Work order:
Once you have read the data below, please repeat all of it exactly.
-------- Data for processing
PR #3946, opened 2026-07-10
#3847. Add least and greatest tests for interface types

sgrekhov:


TypeSystem/inference/least_and_greatest_closure_A11_t02.dart
```diff
@@ -0,0 +1,43 @@
...
+/// @description Check that if `S` is `C<T0, ..., Tk>` then the greatest closure
+/// of `S` with respect to `L` is `C<U0, ..., Uk>` where `Ui` is the greatest
+/// closure of `Ti` with respect to `L`.
+/// @author sgrekhov22@gmail.com
+
+import '../../Utils/static_type_helper.dart';
+
+class C<X, Y> {}
+
+test1<X extends C<int, List<num>>, Y extends C<num, List<int>>>(X x, Y y) {
```
eernstg: In order to test greatest/least closure and not `UP`/`DOWN`:
```suggestion
test1<X extends C<int, List<num>>, Y extends C<int, List<num>>>(X x, Y y) {
```

eernstg: Similarly for the remaining cases: They should use two alpha equivalent type parameter declarations.

TypeSystem/inference/least_and_greatest_closure_A12_t01.dart
```diff
@@ -0,0 +1,34 @@
...
+import '../../Utils/static_type_helper.dart';
+
+class C<X, Y> {}
+
+test<X extends void Function(C<X, List<X>>), Y extends Function(C<Y, List<Y>>)>(
+  X x,
+  Y y,
+) {
+  var v = 1 > 2 ? x : y;
+  v.expectStaticType<Exactly<void Function(C<Never, List<Never>>)>>();
```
----------------
Task solution:
PR #3946, opened 2026-07-10
#3847. Add least and greatest tests for interface types

sgrekhov:


TypeSystem/inference/least_and_greatest_closure_A11_t02.dart
```diff
@@ -0,0 +1,43 @@
...
+/// @description Check that if `S` is `C<T0, ..., Tk>` then the greatest closure
+/// of `S` with respect to `L` is `C<U0, ..., Uk>` where `Ui` is the greatest
+/// closure of `Ti` with respect to `L`.
+/// @author sgrekhov22@gmail.com
+
+import '../../Utils/static_type_helper.dart';
+
+class C<X, Y> {}
+
+test1<X extends C<int, List<num>>, Y extends C<num, List<int>>>(X x, Y y) {
```
eernstg: In order to test greatest/least closure and not `UP`/`DOWN`:
```suggestion
test1<X extends C<int, List<num>>, Y extends C<int, List<num>>>(X x, Y y) {
```

eernstg: Similarly for the remaining cases: They should use two alpha equivalent type parameter declarations.

TypeSystem/inference/least_and_greatest_closure_A12_t01.dart
```diff
@@ -0,0 +1,34 @@
...
+import '../../Utils/static_type_helper.dart';
+
+class C<X, Y> {}
+
+test<X extends void Function(C<X, List<X>>), Y extends Function(C<Y, List<Y>>)>(
+  X x,
+  Y y,
+) {
+  var v = 1 > 2 ? x : y;
+  v.expectStaticType<Exactly<void Function(C<Never, List<Never>>)>>();
```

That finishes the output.